Peyto’s only Viking well of 2020 was horizontal 2/12-35-55-22W5, spudded in August at the east end of the Wild River Field (figure 1), where the company is known more for its Spirit River and Cardium development. With an IPmax of 2,510 boepd (15.0 mmcf/d gas), 2/12-35 was Peyto’s best well of the year. It had the highest gas rate of any non-Montney or Spirit River well drilled in 2020, and one of the highest Viking gas rates ever recorded. While essentially no liquids from 2/12-35 have been reported in the public domain (98 bbls of condensate to date), it can be assumed that actual liquids yield, as per most area operators, is higher.
At Wild River, the Viking is within the Deep Basin pressure regime and gas-rich. Based on its licence, downhole survey and offset well logs, the 2/12-35 well is targeting the upper portion of a 15m thick coarsening-upward unit within the Viking Formation (figure 2). This unit, with log porosity (sandstone matrix) ranging from 2 to 6%, represents a prograding shoreface cycle within a highstand systems tract (Reinson et al., 1994). This unit is mappable throughout the subject area as the “Viking Sand” (figure 3), and comprises several smaller scale (1–5m) stacked coarsening upward successions, indicative of fluctuating sea levels during deposition. Southeast of 2/12-35, in parts of Sundance, the Viking was deposited as incised valley fill (figure 3). These estuarine deposits host wells that once produced at rates exceeding that of 2/12-35, and are now utilized for gas storage. Peyto’s Big Sunny gas storage unit is an example (figure 1) (Peyto, 2021).

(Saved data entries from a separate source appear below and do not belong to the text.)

PR #1452, opened 2026-09-16
feat(evals): add expectations for css-layout discipline guide

TravenReese:
Adds the expectations.md test specification for the css-layout discipline guide as a base for eval implementation


castastrophe (changes requested):
Sorry! Hit submit too soon. Review incoming...

guides/css/css-layout/expectations.md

The Viking first yielded gas at Wild River in the early 1980s. Drilling peaked in the early 2000s, but the Viking remains undeveloped in much of the area (figure 1). Wild River Viking gas has typically been produced commingled in vertical wells with zones such as the Cardium, Dunvegan, Spirit River, Bluesky and Cadomin. Notwithstand-ing a short lateral (<200m length) drilled by CNRL in 1994, Peyto drilled the first horizontal Viking well in the area in December 2017, immediately southwest of 2/12-35 at 8-34-55-22W5 (figure 1). This well came on production at 1,071 boepd (6.4 mmcf/d). Peyto’s 2/12-35 was the area’s second Viking horizontal well.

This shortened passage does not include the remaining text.